[Task to complete]
Look through the material below and count the lines with the string "double". Report only the count.

[Given entries]

++++++++++

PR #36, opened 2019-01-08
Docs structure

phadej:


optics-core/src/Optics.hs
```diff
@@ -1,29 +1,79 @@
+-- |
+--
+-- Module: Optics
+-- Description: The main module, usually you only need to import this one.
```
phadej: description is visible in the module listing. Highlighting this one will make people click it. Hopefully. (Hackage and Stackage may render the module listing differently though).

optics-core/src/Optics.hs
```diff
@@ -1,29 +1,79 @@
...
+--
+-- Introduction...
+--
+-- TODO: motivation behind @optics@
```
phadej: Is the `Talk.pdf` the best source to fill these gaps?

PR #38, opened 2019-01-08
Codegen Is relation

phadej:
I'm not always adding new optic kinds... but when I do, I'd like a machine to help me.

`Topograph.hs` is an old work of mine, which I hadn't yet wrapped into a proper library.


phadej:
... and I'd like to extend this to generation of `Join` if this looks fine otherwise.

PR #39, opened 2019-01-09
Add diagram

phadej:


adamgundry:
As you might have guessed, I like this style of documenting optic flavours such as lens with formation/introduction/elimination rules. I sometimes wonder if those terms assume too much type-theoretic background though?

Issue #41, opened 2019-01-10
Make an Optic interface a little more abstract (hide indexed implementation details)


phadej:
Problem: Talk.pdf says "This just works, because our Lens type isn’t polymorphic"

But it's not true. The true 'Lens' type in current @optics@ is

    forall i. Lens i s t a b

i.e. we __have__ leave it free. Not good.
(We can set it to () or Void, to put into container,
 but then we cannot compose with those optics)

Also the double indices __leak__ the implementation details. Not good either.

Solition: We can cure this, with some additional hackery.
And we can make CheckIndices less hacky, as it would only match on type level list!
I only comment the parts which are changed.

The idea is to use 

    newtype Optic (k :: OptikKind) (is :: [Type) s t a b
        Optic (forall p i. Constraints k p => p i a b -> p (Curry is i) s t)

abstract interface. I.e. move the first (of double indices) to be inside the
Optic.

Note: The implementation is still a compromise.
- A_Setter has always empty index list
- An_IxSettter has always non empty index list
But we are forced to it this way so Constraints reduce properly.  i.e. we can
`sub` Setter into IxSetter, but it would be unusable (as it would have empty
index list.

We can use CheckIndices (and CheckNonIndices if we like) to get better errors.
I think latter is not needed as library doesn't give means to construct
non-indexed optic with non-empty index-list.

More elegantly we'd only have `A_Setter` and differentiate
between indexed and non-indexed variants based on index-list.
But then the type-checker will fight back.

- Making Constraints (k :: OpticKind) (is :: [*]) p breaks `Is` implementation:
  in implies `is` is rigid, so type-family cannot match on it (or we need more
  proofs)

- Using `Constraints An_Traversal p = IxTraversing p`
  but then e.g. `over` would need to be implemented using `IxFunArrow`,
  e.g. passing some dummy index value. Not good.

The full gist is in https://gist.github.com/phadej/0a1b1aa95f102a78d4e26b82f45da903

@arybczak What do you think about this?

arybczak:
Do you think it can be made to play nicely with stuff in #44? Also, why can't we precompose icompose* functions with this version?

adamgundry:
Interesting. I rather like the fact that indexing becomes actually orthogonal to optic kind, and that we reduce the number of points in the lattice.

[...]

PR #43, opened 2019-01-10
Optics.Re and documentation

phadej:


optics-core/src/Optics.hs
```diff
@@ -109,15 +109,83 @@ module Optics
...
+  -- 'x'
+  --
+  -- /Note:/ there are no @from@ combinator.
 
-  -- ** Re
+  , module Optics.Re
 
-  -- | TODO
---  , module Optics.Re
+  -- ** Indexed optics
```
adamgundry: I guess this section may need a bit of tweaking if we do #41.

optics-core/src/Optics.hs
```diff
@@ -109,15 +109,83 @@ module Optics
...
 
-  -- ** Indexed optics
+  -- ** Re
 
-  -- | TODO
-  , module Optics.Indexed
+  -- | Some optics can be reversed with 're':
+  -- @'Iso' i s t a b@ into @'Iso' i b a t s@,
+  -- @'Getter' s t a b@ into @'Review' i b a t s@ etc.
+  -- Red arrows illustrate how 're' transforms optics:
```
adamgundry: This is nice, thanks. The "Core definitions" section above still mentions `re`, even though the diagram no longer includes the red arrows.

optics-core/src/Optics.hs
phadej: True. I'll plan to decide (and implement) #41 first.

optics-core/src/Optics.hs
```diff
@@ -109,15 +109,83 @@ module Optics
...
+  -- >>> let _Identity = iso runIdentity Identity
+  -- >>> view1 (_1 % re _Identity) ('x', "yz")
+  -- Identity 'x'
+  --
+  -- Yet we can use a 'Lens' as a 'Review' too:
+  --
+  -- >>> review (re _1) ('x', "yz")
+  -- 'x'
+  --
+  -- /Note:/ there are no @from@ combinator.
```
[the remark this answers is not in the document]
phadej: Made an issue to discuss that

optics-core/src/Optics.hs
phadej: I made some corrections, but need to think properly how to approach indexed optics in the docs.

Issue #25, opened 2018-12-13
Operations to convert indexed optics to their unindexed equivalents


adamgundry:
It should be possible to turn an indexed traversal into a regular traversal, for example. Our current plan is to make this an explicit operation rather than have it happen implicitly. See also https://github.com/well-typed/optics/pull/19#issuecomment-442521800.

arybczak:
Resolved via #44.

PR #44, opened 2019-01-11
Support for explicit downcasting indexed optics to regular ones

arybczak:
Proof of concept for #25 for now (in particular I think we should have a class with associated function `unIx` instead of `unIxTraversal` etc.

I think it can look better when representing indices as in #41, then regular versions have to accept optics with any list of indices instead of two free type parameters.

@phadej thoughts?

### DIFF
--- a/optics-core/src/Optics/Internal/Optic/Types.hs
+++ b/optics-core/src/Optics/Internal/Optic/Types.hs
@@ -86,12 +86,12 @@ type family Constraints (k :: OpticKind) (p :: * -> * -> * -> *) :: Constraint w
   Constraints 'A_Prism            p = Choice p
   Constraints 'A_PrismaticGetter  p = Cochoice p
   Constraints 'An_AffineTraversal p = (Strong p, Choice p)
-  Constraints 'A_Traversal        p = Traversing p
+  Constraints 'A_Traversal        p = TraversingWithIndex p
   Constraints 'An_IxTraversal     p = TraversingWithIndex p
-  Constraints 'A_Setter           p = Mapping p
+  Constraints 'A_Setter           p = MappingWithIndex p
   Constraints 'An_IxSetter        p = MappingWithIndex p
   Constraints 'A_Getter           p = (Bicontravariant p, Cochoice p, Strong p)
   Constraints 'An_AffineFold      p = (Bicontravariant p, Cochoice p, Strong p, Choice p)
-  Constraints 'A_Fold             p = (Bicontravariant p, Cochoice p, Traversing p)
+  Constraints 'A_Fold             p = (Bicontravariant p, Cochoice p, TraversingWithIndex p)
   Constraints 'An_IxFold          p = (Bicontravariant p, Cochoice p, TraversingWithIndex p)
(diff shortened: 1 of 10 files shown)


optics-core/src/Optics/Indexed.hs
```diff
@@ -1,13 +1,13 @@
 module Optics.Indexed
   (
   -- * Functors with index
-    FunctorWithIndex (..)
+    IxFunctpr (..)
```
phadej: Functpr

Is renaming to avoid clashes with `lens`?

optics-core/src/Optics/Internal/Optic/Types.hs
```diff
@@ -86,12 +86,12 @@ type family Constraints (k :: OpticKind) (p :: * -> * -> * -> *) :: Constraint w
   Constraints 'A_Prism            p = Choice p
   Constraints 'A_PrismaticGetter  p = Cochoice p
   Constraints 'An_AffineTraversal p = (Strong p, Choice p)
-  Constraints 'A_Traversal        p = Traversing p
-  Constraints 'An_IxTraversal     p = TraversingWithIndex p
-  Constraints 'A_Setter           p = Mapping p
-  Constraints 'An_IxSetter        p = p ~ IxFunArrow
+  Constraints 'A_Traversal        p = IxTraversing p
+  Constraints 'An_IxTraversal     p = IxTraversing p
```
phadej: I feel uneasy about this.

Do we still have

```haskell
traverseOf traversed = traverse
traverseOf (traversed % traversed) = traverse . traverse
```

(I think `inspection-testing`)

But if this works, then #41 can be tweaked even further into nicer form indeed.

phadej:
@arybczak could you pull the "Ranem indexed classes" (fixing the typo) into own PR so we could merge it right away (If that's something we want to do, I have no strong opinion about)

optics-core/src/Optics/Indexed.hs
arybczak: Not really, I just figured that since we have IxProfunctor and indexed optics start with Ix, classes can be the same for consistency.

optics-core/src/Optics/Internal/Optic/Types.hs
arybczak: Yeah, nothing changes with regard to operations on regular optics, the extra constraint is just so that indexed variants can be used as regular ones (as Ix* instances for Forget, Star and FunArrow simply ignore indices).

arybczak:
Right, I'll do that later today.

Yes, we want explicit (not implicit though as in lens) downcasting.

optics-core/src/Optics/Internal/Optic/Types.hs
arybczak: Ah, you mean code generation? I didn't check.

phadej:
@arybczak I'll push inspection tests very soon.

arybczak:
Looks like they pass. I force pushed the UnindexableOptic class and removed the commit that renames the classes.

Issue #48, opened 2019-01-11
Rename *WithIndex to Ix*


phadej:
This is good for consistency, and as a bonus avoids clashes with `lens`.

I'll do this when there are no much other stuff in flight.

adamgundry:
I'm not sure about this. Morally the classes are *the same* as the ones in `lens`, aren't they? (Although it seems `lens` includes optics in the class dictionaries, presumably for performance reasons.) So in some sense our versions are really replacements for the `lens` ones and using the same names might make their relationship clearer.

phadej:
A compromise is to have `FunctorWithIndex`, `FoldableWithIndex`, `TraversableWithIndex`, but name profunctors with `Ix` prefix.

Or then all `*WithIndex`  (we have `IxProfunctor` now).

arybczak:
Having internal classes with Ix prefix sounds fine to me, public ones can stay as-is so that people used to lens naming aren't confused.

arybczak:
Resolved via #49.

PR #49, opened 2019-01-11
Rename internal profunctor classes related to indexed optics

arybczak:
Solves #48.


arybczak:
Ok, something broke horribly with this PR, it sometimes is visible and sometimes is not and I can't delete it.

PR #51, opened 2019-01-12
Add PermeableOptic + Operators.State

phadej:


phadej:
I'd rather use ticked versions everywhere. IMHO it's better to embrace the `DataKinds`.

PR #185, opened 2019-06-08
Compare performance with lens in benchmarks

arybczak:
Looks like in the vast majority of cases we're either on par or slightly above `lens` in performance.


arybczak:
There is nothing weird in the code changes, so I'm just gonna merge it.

++++++++++

[Your solution]
2